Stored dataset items
========

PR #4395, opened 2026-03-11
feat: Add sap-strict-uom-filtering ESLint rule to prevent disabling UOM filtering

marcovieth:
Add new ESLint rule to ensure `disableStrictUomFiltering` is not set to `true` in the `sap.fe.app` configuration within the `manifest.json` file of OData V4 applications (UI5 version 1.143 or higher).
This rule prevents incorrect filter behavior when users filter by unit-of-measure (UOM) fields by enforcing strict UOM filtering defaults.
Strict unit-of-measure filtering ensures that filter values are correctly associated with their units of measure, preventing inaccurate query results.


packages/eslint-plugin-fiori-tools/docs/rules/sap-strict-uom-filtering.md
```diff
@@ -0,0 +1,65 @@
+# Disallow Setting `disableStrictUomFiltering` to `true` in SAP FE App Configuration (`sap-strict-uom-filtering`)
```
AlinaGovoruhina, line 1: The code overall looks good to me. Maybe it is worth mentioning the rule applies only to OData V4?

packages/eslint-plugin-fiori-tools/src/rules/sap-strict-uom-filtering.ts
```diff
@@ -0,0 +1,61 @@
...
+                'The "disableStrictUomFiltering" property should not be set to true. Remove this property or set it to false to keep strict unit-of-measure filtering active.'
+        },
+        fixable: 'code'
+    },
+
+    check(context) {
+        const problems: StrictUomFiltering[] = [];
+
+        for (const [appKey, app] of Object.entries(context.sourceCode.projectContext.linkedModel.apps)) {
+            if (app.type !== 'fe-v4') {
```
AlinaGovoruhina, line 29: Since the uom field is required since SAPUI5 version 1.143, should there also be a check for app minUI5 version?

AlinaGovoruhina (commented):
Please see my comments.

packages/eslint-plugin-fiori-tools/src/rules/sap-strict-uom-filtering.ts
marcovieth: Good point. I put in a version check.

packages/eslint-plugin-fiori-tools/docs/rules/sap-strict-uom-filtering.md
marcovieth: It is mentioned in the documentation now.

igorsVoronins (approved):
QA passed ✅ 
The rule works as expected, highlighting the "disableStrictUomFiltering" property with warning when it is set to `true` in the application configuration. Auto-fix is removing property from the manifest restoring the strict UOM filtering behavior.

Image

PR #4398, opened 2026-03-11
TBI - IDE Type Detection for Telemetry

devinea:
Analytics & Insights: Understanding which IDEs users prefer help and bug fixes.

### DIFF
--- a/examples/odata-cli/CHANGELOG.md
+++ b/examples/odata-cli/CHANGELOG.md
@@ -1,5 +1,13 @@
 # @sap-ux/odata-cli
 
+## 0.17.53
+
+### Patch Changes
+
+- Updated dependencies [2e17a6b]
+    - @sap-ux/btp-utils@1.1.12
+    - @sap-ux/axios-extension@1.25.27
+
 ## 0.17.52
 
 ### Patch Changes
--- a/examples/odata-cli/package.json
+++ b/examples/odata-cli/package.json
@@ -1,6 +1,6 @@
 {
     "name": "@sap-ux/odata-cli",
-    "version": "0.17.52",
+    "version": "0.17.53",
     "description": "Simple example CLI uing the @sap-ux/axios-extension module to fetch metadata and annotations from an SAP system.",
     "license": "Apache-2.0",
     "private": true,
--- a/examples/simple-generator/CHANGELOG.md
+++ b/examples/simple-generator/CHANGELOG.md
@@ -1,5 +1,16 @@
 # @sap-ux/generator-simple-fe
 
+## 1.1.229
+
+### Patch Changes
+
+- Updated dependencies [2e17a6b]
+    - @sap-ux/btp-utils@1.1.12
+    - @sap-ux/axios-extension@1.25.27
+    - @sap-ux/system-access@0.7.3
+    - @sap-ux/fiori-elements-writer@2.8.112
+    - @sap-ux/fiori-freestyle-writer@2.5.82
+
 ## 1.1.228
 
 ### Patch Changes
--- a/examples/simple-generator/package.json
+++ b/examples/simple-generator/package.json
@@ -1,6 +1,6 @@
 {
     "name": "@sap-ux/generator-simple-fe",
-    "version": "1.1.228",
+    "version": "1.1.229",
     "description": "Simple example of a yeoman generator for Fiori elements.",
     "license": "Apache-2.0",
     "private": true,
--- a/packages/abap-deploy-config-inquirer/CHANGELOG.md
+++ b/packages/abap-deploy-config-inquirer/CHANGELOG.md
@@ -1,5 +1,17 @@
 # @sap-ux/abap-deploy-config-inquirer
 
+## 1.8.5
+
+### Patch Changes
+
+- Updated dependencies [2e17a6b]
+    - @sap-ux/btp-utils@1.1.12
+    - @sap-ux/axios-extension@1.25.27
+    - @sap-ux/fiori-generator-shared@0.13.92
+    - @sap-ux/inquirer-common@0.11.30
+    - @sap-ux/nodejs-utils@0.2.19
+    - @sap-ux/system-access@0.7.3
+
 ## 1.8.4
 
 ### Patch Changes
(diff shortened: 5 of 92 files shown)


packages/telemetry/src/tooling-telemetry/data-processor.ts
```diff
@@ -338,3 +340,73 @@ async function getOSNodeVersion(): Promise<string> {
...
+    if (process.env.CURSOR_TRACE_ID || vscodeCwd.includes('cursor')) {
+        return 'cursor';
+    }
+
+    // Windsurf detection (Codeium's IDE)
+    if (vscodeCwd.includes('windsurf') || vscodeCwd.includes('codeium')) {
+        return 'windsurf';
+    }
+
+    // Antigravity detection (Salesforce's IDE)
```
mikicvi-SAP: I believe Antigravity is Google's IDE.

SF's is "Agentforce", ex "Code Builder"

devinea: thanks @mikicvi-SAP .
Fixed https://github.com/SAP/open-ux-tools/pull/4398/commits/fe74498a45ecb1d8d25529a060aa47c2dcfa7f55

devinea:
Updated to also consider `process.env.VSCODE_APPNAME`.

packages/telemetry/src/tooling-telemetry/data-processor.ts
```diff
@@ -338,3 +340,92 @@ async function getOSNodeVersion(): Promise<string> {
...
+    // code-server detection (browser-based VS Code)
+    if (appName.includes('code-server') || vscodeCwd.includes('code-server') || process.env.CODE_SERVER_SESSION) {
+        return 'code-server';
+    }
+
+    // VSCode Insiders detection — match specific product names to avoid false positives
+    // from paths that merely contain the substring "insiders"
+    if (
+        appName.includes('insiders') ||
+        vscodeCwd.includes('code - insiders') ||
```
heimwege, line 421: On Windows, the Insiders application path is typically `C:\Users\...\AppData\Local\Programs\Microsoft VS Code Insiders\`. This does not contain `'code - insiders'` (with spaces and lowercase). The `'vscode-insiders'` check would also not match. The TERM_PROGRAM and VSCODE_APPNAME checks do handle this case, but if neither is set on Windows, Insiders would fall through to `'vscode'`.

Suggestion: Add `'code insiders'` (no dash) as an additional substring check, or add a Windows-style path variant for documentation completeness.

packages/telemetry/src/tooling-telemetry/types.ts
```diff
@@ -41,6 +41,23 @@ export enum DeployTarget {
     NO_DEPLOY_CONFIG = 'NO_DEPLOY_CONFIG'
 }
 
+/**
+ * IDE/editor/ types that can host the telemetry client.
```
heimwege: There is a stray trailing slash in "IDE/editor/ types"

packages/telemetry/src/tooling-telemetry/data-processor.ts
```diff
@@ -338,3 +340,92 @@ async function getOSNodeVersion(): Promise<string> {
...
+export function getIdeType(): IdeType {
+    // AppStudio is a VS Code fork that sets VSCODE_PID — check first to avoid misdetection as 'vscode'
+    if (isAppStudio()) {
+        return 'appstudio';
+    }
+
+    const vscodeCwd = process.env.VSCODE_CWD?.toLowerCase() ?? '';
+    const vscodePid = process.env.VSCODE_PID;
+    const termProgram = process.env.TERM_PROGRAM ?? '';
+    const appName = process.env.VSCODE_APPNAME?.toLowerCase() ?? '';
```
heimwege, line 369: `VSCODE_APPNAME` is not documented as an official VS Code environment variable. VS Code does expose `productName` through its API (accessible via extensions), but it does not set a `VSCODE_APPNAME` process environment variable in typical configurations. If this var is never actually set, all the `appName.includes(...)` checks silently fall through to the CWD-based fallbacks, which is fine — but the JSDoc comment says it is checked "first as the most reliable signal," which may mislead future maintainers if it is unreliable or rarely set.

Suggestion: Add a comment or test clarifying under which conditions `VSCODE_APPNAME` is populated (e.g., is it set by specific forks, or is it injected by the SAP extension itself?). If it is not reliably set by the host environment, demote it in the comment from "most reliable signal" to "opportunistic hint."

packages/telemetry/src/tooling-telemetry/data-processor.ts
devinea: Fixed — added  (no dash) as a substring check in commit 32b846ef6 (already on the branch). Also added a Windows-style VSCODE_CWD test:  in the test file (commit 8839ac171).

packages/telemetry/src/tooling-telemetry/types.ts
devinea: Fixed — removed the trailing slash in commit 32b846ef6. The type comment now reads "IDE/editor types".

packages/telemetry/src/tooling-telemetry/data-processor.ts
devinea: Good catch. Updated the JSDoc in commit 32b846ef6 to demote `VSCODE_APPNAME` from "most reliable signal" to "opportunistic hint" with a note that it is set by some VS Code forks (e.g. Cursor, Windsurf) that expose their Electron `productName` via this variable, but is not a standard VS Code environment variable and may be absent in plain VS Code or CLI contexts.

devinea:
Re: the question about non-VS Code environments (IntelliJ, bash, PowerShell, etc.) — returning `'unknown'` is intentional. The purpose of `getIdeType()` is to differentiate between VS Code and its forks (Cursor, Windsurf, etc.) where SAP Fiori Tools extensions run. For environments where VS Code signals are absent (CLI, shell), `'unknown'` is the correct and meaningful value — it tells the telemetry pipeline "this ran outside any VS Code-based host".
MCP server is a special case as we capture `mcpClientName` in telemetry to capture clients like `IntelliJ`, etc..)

========

■ ABOUT THIS EXERCISE ■
The expected output is every line of the records in which the string "false" appears.

■ RESPONSE TO THIS EXERCISE ■
+                'The "disableStrictUomFiltering" property should not be set to true. Remove this property or set it to false to keep strict unit-of-measure filtering active.'
+    // VSCode Insiders detection — match specific product names to avoid false positives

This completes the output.